Personal information
- Born: February 26, 1963 (age 63) Billings, Montana, U.S.
- Listed height: 6 ft 1 in (1.85 m)
- Listed weight: 233 lb (106 kg)

Career information
- High school: Choteau (Choteau, Montana)
- College: Montana State
- NFL draft: 1985: 7th round, 196th overall pick

Career history
- San Diego Chargers (1985–1986);

Awards and highlights
- First-team Division I-AA All-American (1984); First-team All-Big Sky (1984);

Career NFL statistics
- Games played: 3
- Stats at Pro Football Reference

= Mark Fellows (American football) =

American football player (born 1963)

Mark Fellows (born February 26, 1963) is an American former professional football player who was a linebacker for the San Diego Chargers of the National Football League (NFL). He played college football for the Montana State Bobcats. He was selected by the Chargers in the seventh round of the 1985 NFL draft. He played for the Chargers in 1985 and 1986.

==College career==
Fellows played for Montana State from 1981 to 1984. In his senior year, Fellows set a school record with 23 sacks, as the team went on to win the 1984 NCAA Division I-AA Football Championship Game.

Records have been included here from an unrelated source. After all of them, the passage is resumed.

Issue #369, opened 2019-03-22
Envtest: support loading multiple CRDs from a single file


nrfox:
Currently envtest supports [installing CRDs](https://godoc.org/sigs.k8s.io/controller-runtime/pkg/envtest#CRDInstallOptions) from yaml at specified paths however it assumes that there is only one CRD per file. Given a single file with multiple CRD documents separated by `---`, envtest will read/install the first document but not the rest. This is confusing while testing because the scheme has all of the correct GVKs but tests will fail when [registering the watch](https://github.com/kubernetes-sigs/kubebuilder/blob/master/pkg/scaffold/controller/controller.go#L175-L181) for the second CRD in the file with the error `no matches for kind "MyKind" in version "mygroup/version"`. When running outside of tests, there are no errors because all the CRDs get installed properly using `kubectl apply`.

I'm not sure the current library used for parsing yaml supports reading multiple documents from a single file however I believe the apimachinery [decoder](https://godoc.org/k8s.io/apimachinery/pkg/util/yaml#YAMLOrJSONDecoder) does.

I discovered this issue because I have an external CRD as a dependency of my project which exposes its definitions as a single yaml file.

DirectXMan12:
/kind bug

Yeah, we should tackle this.  It's not hard -- it just requires a tweak to the CRD loading code

/help-wanted

delp:
Hello,

I am a first time contributor and I wanted to try taking on this issue. I have been working with the operator-sdk, and so have some familiarity with CRDs, watches, and the controller. But I can't figure out how to build this repository, and didn't find what I was looking for in any of the docs for FAQ. Can someone help me get started?

GrigoriyMikhalkin:
Hi, i would like to take this issue, seems like no one is working on it

PR #397, opened 2019-04-13
✨ envtest can load multiple CRDs from single file

GrigoriyMikhalkin:
Updated`envtests` to support loading multiple CRDs from single file

Fixes https://github.com/kubernetes-sigs/controller-runtime/issues/369

### DIFF
--- a/pkg/envtest/multiplecrds.yaml
+++ b/pkg/envtest/multiplecrds.yaml
@@ -1,0 +1,25 @@
+---
+apiVersion: apiextensions.k8s.io/v1beta1
+kind: CustomResourceDefinition
+metadata:
+  name: captains.crew.example.com
+spec:
+  group: crew.example.com
+  names:
+    kind: Captain
+    plural: captains
+  scope: Namespaced
+  version: "v1beta1"
+---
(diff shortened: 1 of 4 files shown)


GrigoriyMikhalkin:
I signed it

pkg/envtest/multiplecrds.yaml
```diff
@@ -0,0 +1,25 @@
+---
+apiVersion: apiextensions.k8s.io/v1beta1
+kind: CustomResourceDefinition
+metadata:
+  name: firsts.first.example.com
```
mengqiy: `firsts.first.example.com` and `seconds.second.example.com` looks very weird.
I'd suggest `captains.crew.example.com` and `firstmates.crew.example.com`. These are something we use a lot in kubebuilder testing.

mengqiy:
@GrigoriyMikhalkin sorry for the late review

pkg/envtest/multiplecrds.yaml
GrigoriyMikhalkin: Updated PR

PR #400, opened 2019-04-18
:sparkles: use more reasonable status code for ValidationResponse

mengqiy:
In ValidationResponse, use 200 if allowed, otherwise use 403 (Forbidden).

### DIFF
--- a/pkg/webhook/admission/response.go
+++ b/pkg/webhook/admission/response.go
@@ -62,15 +62,20 @@ func Errored(code int32, err error) Response {
 
 // ValidationResponse returns a response for admitting a request.
 func ValidationResponse(allowed bool, reason string) Response {
+	code := http.StatusForbidden
+	if allowed {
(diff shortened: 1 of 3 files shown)


pkg/webhook/admission/response.go
```diff
@@ -62,15 +62,22 @@ func Errored(code int32, err error) Response {
 
 // ValidationResponse returns a response for admitting a request.
 func ValidationResponse(allowed bool, reason string) Response {
+	var code int32
+	if allowed {
+		code = http.StatusOK
+	} else {
+		code = http.StatusForbidden
+	}
```
droot: We can simplify this (probably):

```Go
code := http.StatusForbidden
if allowed {
   code = http.StatusOK
}
```

mengqiy: Done

mengqiy:
@droot PTAL

PR #405, opened 2019-04-24
Add support for passing namespace using manager cmdline flag

vikaschoudhary16:


vikaschoudhary16:
This seems not a good idea to add changes here for adding a new flag at controller manager. closing this.

PR #409, opened 2019-04-25
Add back http2 support :bug:

### LINKED ISSUE #408: HTTP2 broken in webhook server in v0.2.0-alpha.0
The rework of the certificate generation seems to have removed support for HTTP2 as a side effect.

We now call `http.Server.Serve` instead of the old `ListenAndServeTLS`:
https://github.com/kubernetes-sigs/controller-runtime/blob/856708d78b479900b9d17f98f7f59a2f074fbc35/pkg/webhook/server.go#L166

`Serve` does not default to http2. It must be configured manually in the listener: 
```
// HTTP/2 support is only enabled if the Listener returns *tls.Conn
// connections and they were configured with "h2" in the TLS
// Config.NextProtos.
//
```

It should be a small thing to fix.
I am going to submit a PR if can just get though signing the CLA, unless someone tells me this works as designed, in which case it should probably be mentioned somewhere in the release notes.

lmunro-at-shopify:
Add back support for serving HTTP2 from the webhook server.
Fixes #408

### DIFF
--- a/pkg/webhook/server.go
+++ b/pkg/webhook/server.go
@@ -140,6 +140,7 @@ func (s *Server) Start(stop <-chan struct{}) error {
 
 	cfg := &tls.Config{
 		Certificates: []tls.Certificate{cert},
+		NextProtos:   []string{"h2"},
 	}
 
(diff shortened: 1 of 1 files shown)


DirectXMan12:
/lgtm
/approve

Thanks, good catch!

PR #412, opened 2019-04-29
Make leader election lease duration configurable through manager options

vikaschoudhary16:

### DIFF
--- a/example_test.go
+++ b/example_test.go
@@ -20,6 +20,7 @@ import (
 	"context"
 	"fmt"
 	"os"
+	"time"
 
 	appsv1 "k8s.io/api/apps/v1"
 	corev1 "k8s.io/api/core/v1"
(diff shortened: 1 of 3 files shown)


pkg/leaderelection/leader_election.go
```diff
@@ -43,6 +43,16 @@ type Options struct {
 	// LeaderElectionID determines the name of the configmap that leader election
 	// will use for holding the leader lock.
 	LeaderElectionID string
+
+	// LeaseDurationSeconds is the duration that non-leader candidates will
+	// wait to force acquire leadership.
+	LeaseDurationSeconds int
```
sttts: any reason this is not `time.Duration`?

pkg/manager/manager.go
```diff
@@ -113,6 +113,17 @@ type Options struct {
 	// will use for holding the leader lock.
 	LeaderElectionID string
 
+	// LeaseDuration is the duration that non-leader candidates will
+	// wait to force acquire leadership. This is measured against time of
+	// last observed ack.
+	LeaseDurationSeconds *time.Duration
```
sttts: why are these pointers?

vikaschoudhary16: Trying to keep consistent with already existing `syncPeriod`, https://github.com/kubernetes-sigs/controller-runtime/pull/412/files#diff-7d903b129bc883285ffc5068c39c00b0R102

sttts: Please document the defaults.

pkg/manager/manager.go
```diff
@@ -231,22 +242,42 @@ func New(config *rest.Config, options Options) (Manager, error) {
 
 	stop := make(chan struct{})
 
+	var leaseDuration, renewDeadline, retryPeriod time.Duration
```
sttts: `leastDuration, renewDeadline, retryPeriod := defaultLeastDuration, ...``
Then if clauses without else. Makes it much easier to read.

pkg/manager/internal.go
```diff
@@ -101,6 +108,16 @@ type controllerManager struct {
 	host string
 
 	webhookServer *webhook.Server
+
+	// leaseDurationSeconds is the duration that non-leader candidates will
+	// wait to force acquire leadership.
+	leaseDurationSeconds time.Duration
```
sttts: drop the second suffix, and the `* time.Second` below. Durations have units already.

pkg/manager/internal.go
```diff
@@ -40,6 +40,13 @@ import (
 	"sigs.k8s.io/controller-runtime/pkg/webhook"
 )
 
+const (
+	// Values taken from: https://github.com/kubernetes/apiserver/blob/master/pkg/apis/config/v1alpha1/defaults.go
+	defaultLeaseDuration = 15
```
sttts: make these durations (`* time.Second`)

sttts:
/assign @droot @DirectXMan12 

For approval.

/lgtm

shawn-hurley:
I think we need to turn off cyclomatic complexity for the `New` function for this to pass CI. 

Personally, I think that makes sense as the new function is still very readable and I don't think it makes sense to make another function just for this.

example_test.go
```diff
@@ -37,7 +37,11 @@ import (
 func Example() {
 	var log = controllers.Log.WithName("builder-examples")
 
-	manager, err := controllers.NewManager(controllers.GetConfigOrDie(), controllers.Options{})
+	manager, err := controllers.NewManager(controllers.GetConfigOrDie(), controllers.Options{
```
shawn-hurley: Can you instead create a new example to show how to change leader election lease duration?

pkg/manager/manager.go
```diff
@@ -173,6 +184,7 @@ func (r RunnableFunc) Start(s <-chan struct{}) error {
 }
 
 // New returns a new Manager for creating Controllers.
+// nolint: gocyclo
```
DirectXMan12: ??

DirectXMan12: please don't just turn off the lints because they're annoying.  This seems to suggest that perhaps leader election setup should be in a separate helper function.

pkg/manager/manager.go
```diff
@@ -231,6 +243,17 @@ func New(config *rest.Config, options Options) (Manager, error) {
...
+	leaseDuration, renewDeadline, retryPeriod := defaultLeaseDuration, defaultRenewDeadline, defaultRetryPeriod
+	if options.LeaseDuration == nil {
+		leaseDuration = defaultLeaseDuration
+	}
+	if options.RenewDeadline == nil {
+		renewDeadline = defaultRenewDeadline
+	}
+	if options.RetryPeriod == nil {
+		retryPeriod = defaultRetryPeriod
+	}
```
DirectXMan12: this should be in setOptionsDefaults, as per everything else that's a default

vikaschoudhary16:
ping @DirectXMan12 @sttts @shawn-hurley .

pkg/manager/manager.go
```diff
@@ -302,6 +316,18 @@ func setOptionsDefaults(options Options) Options {
 	if options.newMetricsListener == nil {
 		options.newMetricsListener = metrics.NewListener
 	}
+	leaseDuration, renewDeadline, retryPeriod := defaultLeaseDuration, defaultRenewDeadline, defaultRetryPeriod
```
droot: We should pull the `options.newResourceLock = leaderelection.NewResourceLock` code fragment above closer to this block so that all leader election bits are in same place.

droot:
>I'm slightly worried about the increase of options in the main controller-manager struct. We might want to consider folding out leader election into its own struct, but I'm not sure we're there yet, and that the ergonomics are worth it.

@DirectXMan12  I agree we are not there yet.

PR #414, opened 2019-05-04
:sparkles: Go modules support

DirectXMan12:
This should be fine, as long as minimal version selection holds and you
don't call `go get -u` on other direct dependencies.


go.mod
```diff
@@ -0,0 +1,61 @@
...
+	golang.org/x/sync v0.0.0-20190423024810-112230192c58 // indirect
+	golang.org/x/sys v0.0.0-20180823144017-11551d06cbcc // indirect
+	golang.org/x/text v0.3.0 // indirect
+	golang.org/x/time v0.0.0-20180412165947-fbb02b2291d2 // indirect
+	google.golang.org/appengine v1.1.0 // indirect
+	gopkg.in/fsnotify.v1 v1.4.7 // indirect
+	gopkg.in/inf.v0 v0.9.1 // indirect
+	gopkg.in/tomb.v1 v1.0.0-20141024135613-dd632973f1e7 // indirect
+	gopkg.in/yaml.v2 v2.2.1 // indirect
+	k8s.io/api v0.0.0-20190222213804-5cb15d344471
```
rajathagasthya: Do we want to use `replace` to pin specific versions of k8s deps? k/k uses `replace` to pin _all_ deps, btw.

mengqiy: IIUC k/k uses `replace` to make the `staging` directory work.
Unlike k/k, controller-runtime always uses a published version of k8s deps.

mengqiy:
> you don't call `go get -u` on other direct dependencies.

why this is a problem when using go modules?

hack/common.sh
```diff
@@ -25,6 +25,14 @@ if [ -n "$TRACE" ]; then
   set -x
 fi
 
+(go mod edit -json &>/dev/null)
```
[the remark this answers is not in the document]
rajathagasthya: I think it's just a handy way to check if modules is enabled for the repo, given the next line grabs exit code.

go.mod
rajathagasthya: Using it for `staging` is part of the reason I think. They use it to pin specific versions for all dependencies. Anyway, just wanted to make sure if we want to force specific k8s versions for a given c-r release or just let minimum version selection do its thing.

rajathagasthya:
@mengqiy I think that's because Go mod authors recommend not to use `go get -u` when upgrading direct dependencies. 

From https://github.com/golang/go/wiki/Modules#how-to-upgrade-and-downgrade-dependencies:

> A common mistake is thinking go get -u foo solely gets the latest version of foo. In actuality, the -u in go get -u foo or go get -u foo@latest means to also get the latest versions for all of the direct and indirect dependencies of foo. A common starting point when upgrading foo is instead to do go get foo or go get foo@latest without a -u (and after things are working, consider go get -u=patch foo, go get -u=patch, go get -u foo, or go get -u).

go.mod
tamalsaha: I have been playing with Go mod. It seemed to me that until k8s.io supports go mod, you have to pin using replace to pick up the correct version. So, to set dependency on k8s.io 1.14.x we are using replace.

DirectXMan12: replace only works on the highest-level repository, so when people consume this repo, replace won't help them.

Also, these should be kubernetes-1.14.x -- if you say "k8s.io/api kubernetes-1.14.x", `go mod tidy` will convert it to a version-ish thing like this, but it still should be equivalent afaict (check the date on the commit -- it should match the corresponding version from Gopkg.toml)

hack/common.sh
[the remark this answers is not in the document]
DirectXMan12: yep, exactly!  I'll add a comment.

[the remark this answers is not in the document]
DirectXMan12: (note that we're using the command's return code immediately below :-) )

go.mod
rajathagasthya: Yep, `go mod tidy` will convert to a "pseudo version". Also, your point about downstream consumers of this library makes sense. Thanks for clarifying.

PR #418, opened 2019-05-09
🏃 task: enable running tests in prow

alexeldeib:
Update bash scripts to install gometalinter.v2 and dep if they are missing and SKIP_FETCH_TOOLS is false. This allows installation of the tools in docker containers in Prow.


DirectXMan12:
We should install gometalinter in an image eventually (probably same with tools).  If you put together a file, we'll figure out where it lives.

Thanks so much for this!

/lgtm
/approve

He was inducted into the Montana State Hall of Fame in 1998.

==Professional career==
Fellows suffered a hip fracture early in the 1985 season, effectively ending his career.

==Personal life==
Fellows's family moved to Choteau, Montana when he was in the fourth grade. After retiring from football, Fellows returned to Choteau. He and his brother, Mike, now run their family cattle ranch. Fellows and his wife, Pam, have three children: a boy, Quest, and two younger daughters, Libby and Stephanie.